_Listed records_:

== Segment start ==

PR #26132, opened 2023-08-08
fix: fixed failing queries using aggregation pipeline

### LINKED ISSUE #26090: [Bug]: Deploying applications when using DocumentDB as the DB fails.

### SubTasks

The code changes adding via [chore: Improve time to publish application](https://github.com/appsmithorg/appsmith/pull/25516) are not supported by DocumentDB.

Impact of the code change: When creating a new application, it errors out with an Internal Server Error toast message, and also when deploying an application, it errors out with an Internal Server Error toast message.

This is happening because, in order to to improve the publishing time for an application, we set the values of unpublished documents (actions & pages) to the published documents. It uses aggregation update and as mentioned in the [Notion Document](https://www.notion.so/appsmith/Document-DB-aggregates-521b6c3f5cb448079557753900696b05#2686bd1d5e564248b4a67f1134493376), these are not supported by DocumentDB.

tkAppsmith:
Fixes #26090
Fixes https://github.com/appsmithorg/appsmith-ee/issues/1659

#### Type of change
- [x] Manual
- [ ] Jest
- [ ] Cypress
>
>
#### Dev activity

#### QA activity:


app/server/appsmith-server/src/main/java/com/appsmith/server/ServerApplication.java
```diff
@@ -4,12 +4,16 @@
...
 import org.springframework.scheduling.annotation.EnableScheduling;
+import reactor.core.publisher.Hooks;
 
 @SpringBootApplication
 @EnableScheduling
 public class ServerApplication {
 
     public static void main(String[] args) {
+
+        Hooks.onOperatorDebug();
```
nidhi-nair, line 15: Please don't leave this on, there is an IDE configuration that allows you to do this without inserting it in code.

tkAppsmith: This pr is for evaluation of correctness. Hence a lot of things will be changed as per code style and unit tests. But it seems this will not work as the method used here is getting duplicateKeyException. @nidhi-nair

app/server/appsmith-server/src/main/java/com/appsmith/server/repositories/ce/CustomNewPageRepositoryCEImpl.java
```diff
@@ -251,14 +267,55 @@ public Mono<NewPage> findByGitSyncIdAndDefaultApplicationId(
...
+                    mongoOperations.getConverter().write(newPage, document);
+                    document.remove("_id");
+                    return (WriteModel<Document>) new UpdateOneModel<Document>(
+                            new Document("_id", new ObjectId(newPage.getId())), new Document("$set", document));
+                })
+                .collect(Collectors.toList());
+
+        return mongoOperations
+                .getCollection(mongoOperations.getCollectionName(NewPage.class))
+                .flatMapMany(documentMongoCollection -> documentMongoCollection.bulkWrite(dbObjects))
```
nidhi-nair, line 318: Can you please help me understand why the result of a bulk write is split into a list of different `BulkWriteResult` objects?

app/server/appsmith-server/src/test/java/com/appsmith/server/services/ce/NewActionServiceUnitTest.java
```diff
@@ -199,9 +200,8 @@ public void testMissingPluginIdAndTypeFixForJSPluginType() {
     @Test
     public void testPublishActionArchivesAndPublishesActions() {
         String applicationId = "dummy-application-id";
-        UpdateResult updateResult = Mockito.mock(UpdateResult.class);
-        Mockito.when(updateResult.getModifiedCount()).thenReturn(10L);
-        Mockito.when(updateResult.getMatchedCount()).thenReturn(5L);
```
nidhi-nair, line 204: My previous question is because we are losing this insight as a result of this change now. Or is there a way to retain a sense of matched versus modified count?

== Segment end ==
== Segment start ==

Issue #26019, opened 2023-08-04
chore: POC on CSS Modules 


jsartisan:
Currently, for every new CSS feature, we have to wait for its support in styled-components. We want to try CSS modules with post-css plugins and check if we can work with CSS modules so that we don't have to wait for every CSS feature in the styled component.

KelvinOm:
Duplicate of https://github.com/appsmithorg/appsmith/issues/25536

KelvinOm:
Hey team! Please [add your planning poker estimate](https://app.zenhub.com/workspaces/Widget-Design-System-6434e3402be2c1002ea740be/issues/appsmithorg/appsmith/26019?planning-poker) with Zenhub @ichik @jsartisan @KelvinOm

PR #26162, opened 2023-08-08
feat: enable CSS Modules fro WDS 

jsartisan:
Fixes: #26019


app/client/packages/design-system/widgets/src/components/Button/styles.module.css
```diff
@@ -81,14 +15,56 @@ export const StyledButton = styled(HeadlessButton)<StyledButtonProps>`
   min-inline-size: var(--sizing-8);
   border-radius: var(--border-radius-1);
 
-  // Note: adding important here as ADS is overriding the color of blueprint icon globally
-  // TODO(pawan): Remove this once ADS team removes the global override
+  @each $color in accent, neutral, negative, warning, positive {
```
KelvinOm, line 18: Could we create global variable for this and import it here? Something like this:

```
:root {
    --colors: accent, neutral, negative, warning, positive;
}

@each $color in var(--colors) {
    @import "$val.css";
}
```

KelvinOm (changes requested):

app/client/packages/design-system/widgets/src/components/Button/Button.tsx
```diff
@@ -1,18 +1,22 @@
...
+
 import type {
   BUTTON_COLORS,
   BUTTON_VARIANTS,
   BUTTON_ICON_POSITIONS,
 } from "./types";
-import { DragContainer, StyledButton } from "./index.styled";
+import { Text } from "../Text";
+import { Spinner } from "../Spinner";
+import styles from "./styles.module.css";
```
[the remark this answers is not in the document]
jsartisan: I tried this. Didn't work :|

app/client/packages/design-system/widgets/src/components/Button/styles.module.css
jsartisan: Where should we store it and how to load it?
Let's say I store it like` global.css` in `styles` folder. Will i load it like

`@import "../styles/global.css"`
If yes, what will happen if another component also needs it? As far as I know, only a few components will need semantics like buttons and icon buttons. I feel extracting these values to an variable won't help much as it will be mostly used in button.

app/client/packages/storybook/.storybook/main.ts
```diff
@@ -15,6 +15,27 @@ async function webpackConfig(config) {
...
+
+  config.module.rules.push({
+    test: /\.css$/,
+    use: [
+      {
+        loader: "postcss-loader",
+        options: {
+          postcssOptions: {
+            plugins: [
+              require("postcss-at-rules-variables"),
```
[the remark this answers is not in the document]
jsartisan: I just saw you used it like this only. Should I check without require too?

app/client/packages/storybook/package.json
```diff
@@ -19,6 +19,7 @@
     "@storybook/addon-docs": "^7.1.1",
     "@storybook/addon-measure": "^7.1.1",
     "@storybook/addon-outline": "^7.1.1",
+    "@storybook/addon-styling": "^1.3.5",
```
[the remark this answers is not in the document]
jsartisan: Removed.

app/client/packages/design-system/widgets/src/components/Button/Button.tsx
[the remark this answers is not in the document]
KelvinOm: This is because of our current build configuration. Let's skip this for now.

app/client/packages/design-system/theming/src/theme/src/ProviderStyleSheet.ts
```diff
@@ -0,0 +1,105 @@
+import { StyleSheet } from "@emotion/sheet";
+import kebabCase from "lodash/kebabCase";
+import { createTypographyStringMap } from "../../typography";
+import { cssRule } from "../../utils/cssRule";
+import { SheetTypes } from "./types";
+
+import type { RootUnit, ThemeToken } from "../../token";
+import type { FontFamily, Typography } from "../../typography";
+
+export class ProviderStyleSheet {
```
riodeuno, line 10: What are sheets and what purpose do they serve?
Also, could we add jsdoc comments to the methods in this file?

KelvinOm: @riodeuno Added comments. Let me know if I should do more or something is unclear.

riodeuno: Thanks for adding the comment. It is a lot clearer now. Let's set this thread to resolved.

== Segment end ==
== Segment start ==

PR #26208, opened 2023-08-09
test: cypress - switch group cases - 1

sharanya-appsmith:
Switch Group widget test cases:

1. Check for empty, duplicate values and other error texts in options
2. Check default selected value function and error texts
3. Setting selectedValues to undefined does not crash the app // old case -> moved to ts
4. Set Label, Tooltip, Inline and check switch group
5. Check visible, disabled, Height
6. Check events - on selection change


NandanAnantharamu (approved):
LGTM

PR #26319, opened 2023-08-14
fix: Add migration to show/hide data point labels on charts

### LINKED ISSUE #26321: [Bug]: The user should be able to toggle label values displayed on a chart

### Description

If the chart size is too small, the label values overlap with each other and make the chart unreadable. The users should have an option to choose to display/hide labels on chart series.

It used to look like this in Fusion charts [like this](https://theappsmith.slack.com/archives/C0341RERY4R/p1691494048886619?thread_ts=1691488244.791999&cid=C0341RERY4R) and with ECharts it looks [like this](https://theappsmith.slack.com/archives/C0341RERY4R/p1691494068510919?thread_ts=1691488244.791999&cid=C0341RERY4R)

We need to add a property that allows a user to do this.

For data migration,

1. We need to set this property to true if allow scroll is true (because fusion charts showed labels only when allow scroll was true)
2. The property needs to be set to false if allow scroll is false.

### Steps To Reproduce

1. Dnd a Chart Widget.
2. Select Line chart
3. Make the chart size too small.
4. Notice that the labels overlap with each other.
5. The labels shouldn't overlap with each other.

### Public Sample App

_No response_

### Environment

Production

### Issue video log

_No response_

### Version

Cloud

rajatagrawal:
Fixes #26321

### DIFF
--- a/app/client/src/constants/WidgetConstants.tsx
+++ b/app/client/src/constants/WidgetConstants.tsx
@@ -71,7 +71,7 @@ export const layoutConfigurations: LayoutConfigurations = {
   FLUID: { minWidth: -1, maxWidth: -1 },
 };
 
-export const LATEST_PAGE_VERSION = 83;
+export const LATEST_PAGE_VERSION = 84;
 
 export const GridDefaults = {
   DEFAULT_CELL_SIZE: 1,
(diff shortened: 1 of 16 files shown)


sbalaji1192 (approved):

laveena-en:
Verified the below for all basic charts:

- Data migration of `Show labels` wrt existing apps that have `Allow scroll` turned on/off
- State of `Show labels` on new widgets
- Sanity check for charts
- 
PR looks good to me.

== Segment end ==

_Description of the task_:
Where a line of the entries above holds the word "StyledButton", return that line.

_Reply to the exercise_:
@@ -81,14 +15,56 @@ export const StyledButton = styled(HeadlessButton)<StyledButtonProps>`
-import { DragContainer, StyledButton } from "./index.styled";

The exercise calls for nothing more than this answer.